After more than 40 years of operation, DTVE is closing its doors and our website will no longer be updated daily. Thank you for all of your support.
Q&A: Papercup’s Jesse Shemen on AI dubbing
Jesse Shemen co-founder & CEO at Papercup, talks to DTVE about the company’s AI dubbing technology and its increasing demand.
How has AI technology changed over the years?
AI has been around virtually since the introduction of computing, the idea of how do you create computers that are as or more intelligent than humans, there’s always been efforts to try and create that. You can argue every new technology is a form of artificial intelligence, because it’s accomplishing something that previously wasn’t capable from existing technology.
But one of the tectonic shifts that we’ve seen is the introduction of these large language models, which makes the translation task much simpler for us, because you can basically feed it a lot of the context that it needs to translate appropriately and to generate the right translation and target language. Before, if you used things like Google Translate, as great as they were to help to navigate directions for getting to a corner shop in Italy, it wasn’t super effective at translating conversation, or complex video, or audio content or even documents.
But large language models changes the nature of how you can tackle the translation question. I think that’s been a really big shift and has only helped us because it means it’s reduced the amount of human input that we need to correct an output, so it’s readily available for end viewers to consume.
How has the increasing production of foreign language content impacted the market?
The popularity of a lot of these foreign titles that a lot of people didn’t anticipate certainly invoked a lot of demand for dubbing because even Americans were who were notoriously known for claiming they would never consume dubbed content into English. Then Netflix said, we’re not really sure that hypothesis is is right and exported a lot of these main titles like Money Heist and Squid Game, which became a billion dollar franchise.

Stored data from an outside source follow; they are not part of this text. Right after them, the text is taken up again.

PR #171, opened 2017-03-19
Split ConfigConvert object into multiple traits

ruippeixotog:
In this PR `ConfigConvert` is split into a `ConvertHelpers` trait with all helpers such as `fromStringReader`, a `BasicConverters` with `ConfigConvert` instances for primitive objects (previously `LowPriorityConfigConvertImplicits`) and a `DerivedConversions` with higher-level converters.

The way it is now it is very difficult to refactor `ConfigConvert`, as it is such a big source file and different kinds of definitions and objects are somewhat mixed. This separates them logically and helps us later in #92, where it will be simpler to keep the reading and writing parts in sync.

This change should not break source compatibility.


melrief (approved):
I had a look at the structure and not at the source code because I assume you haven't changed anything there.
I like the names you picked and the fact that everything is a trait with a companion object extending the trait itself. Readable and clean. Good job.

core/src/main/scala/pureconfig/ConvertHelpers.scala
```diff
@@ -0,0 +1,161 @@
...
+  @deprecated(message = "The usage of Try has been deprecated. Please use fromStringConvert instead", since = "0.6.0")
+  def stringConvert[T](fromF: String => Try[T], toF: T => String): ConfigConvert[T] =
+    fromStringConvert[T](fromF andThen tryToEither, toF)
+
+  def fromStringConvert[T](fromF: String => Option[ConfigValueLocation] => Either[ConfigReaderFailure, T], toF: T => String): ConfigConvert[T] = new ConfigConvert[T] {
+    override def from(config: ConfigValue): Either[ConfigReaderFailures, T] = stringToEitherConvert(fromF)(config)
+    override def to(t: T): ConfigValue = ConfigValueFactory.fromAnyRef(toF(t))
+  }
+
+  def fromStringConvertTry[T](fromF: String => Try[T], toF: T => String)(implicit ct: ClassTag[T]): ConfigConvert[T] = {
```
leifwickland, line 136: Not strictly related to your change:
Should this method be deprecated like the rest of the methods which take `Try`?

core/src/main/scala/pureconfig/BasicConverters.scala
```diff
@@ -0,0 +1,106 @@
...
+import com.typesafe.config._
+import pureconfig.error._
+
+/**
+ * Trait containing `ConfigConvert` instances for primitive types and simple classes in Java and Scala standard
+ * libraries.
+ */
+trait BasicConverters extends ConvertHelpers {
+
+  // primitive type converters
```
leifwickland: (Please pardon the following grumpiness. I'm just expressing a preference. If my suggestion seems crazy, don't worry about it.)


I kind of loathe comments used like this to demarcate blocks of similar things. I'd rather see types used to group similar things.

My preference would be for something more like:

```
trait PrimativeConverters {
  ...
}

trait UriAndPathConverters {
  ...
}

trait JavaTimeConverters {
  ...
}

// etc

trait BasicConverters 
  extends PrimativeConverters 
  with UriAndPathConverters
  with JavaTimeConverters
  with ... {
...
}

object BasicConverters extends BasicConverters
```

core/src/main/scala/pureconfig/DerivedConverters.scala
```diff
@@ -0,0 +1,268 @@
...
+          fail(WrongType(other.valueType().toString, "ConfigObject", ConfigValueLocation(other), None))
+      }
+    }
+
+    override def to(keyVals: Map[String, T]): ConfigValue = {
+      ConfigValueFactory.fromMap(keyVals.mapValues(configConvert.value.to).asJava)
+    }
+  }
+
+  // used for products
```
leifwickland, line 237: (I know you didn't add this comment. I'm just realizing it's here and it annoys me. Feel free to ignore me.)
Nitpick: This comment doesn't feel useful. It doesn't tell me anything the name doesn't. It feels like either the comment ought to be expanded with some additional insight or deleted entirely.

core/src/main/scala/pureconfig/DerivedConverters.scala
```diff
@@ -0,0 +1,268 @@
...
+    override def from(config: ConfigValue): Either[ConfigReaderFailures, F] = {
+      cc.value.fromWithDefault(config, default()).right.map(gen.from)
+    }
+
+    override def to(t: F): ConfigValue = {
+      cc.value.to(gen.to(t))
+    }
+  }
+
+  // used for coproducts
```
leifwickland, line 253: (I know you didn't add this comment. I'm just realizing it's here and it annoys me. Feel free to ignore me.)
Ditto the above nitpick about the comment.

core/src/main/scala/pureconfig/DerivedConverters.scala
```diff
@@ -0,0 +1,268 @@
...
+            case Left(failures) => throw new ConfigReaderException[FieldType[Name, V] :+: T](failures)
+            case Right(r) => r
+          }
+
+        case Inr(r) =>
+          tConfigConvert.value.to(r)
+      }
+    }
+
+  // For Option[T] we use a special config converter
```
leifwickland, line 151: (I know you didn't add this comment. I'm just realizing it's here and it annoys me. Feel free to ignore me.)
Please expand the comment to indicate why or remove it. The comment isn't telling me anything the name doesn't.

core/src/main/scala/pureconfig/ConvertHelpers.scala
ruippeixotog: I think this method was introduced at the time of the change from `Try` to `Either`. I believe it's OK and useful to have helper methods taking `Try` functions, as long as they are clearly marked as such and options using `Either` are also provided.

core/src/main/scala/pureconfig/BasicConverters.scala
ruippeixotog: I don't mind changing it, I'm ok either way :) @melrief and @jcazevedo, do you have any preference about this?

leifwickland (approved):
@ruippeixotog Thanks for making these improvements. 
I made a few suggestions. Feel free to take or leave them.

core/src/main/scala/pureconfig/ConvertHelpers.scala
leifwickland: OK! Thanks for explaining.

ruippeixotog:
@leifwickland I took note of your comments about useless comments in the source code. I agree with you on all of them, but if you don't mind I'll do that in the next PR. The reason is simple: I already have local changes on top of this PR moving a lot of code around and it's way easier for me to remove the comments on my latest commit instead of rebasing :)

leifwickland:
@ruippeixotog I heartily approve of dealing with the useless comments in another PR.

core/src/main/scala/pureconfig/BasicConverters.scala
leifwickland: If you'll permit the logical fallacy of appeal to authority, I'll refer you to how Cats did something similar to this here:
https://github.com/typelevel/cats/blob/master/core/src/main/scala/cats/instances/anyval.scala#L4

jcazevedo: I'm OK either way.

melrief: +1 on the proposal from @leifwickland. Cats style of having one trait per-type is a bit too much for me but grouping is helpful.

ruippeixotog: I also do that on my on code, it's just that my threshold of "number of instances" for triggering that split is slightly higher :D But I understand the advantages and agree with the split.

Done in 866c95f.

core/src/main/scala/pureconfig/ConvertHelpers.scala
melrief: The reason is that the error representation in `Try` and even more in `Option` are very primitive and carry less information compared to `Either[ConfigReaderFailure]`, which means that it can be difficult for the user to convert them into an `Either`. We provide helpers that try to get the best out of those types.

PR #175, opened 2017-03-20
add Derek Morr to the AUTHORS and the pom of core

melrief:


derekmorr:
This looks good to me.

I think that was very telling to the industry, there’s probably a lot more demand internationally for every piece of content we create that we’re not even uncovering. And if you can have a mechanism that allowed you to test and probe the quality of that content and other territories, you can unlock vast oceans of audiences that you actually weren’t engaging with in the past.
What does Papercup currently have in the works?
We’ve signed a partnership with the World Poker Tour, which recently launched which has been exciting because it’s a foray into sports.
Papercup dubbing it at least 50% cheaper than what you’d see as alternative, but you do see a wide range of different cost buckets across the market. You have this major cost and turnaround saving because we are combining human with AI, we’re not just solely reliant on humans to actually deliver the output. Our system is technology first, human second, not the reverse. So our voices are generated, synthetically and then almost edited and annotated and, and optimised by humans.
Our main aim is to try and figure out how to constantly improve our modelling of human speech so that we can reflect its inherent complexity. Human expression is so complex because there’s so many different ways in which even one individual can articulate that same utterance. So that’s a never ending project, and we’re focusing on doing that across languages.
How will dubbing progress in the next five years?
I think in the next five years, we will live in a world where all the where all videos are consumable in any language at a high quality level. Not just your Netflix and Amazon Prime Video libraries, but it’ll be live TV and sports, web conference calls on Zoom and FaceTime. I think all forms of audio and video will be instantaneously translatable into any language but for the first time, at a high quality level and low latency. I also still think theatrical releases, and some of the top 1% of content will be the purview of human – professional voice artists who can do even more than what a human can do in this very artistic format.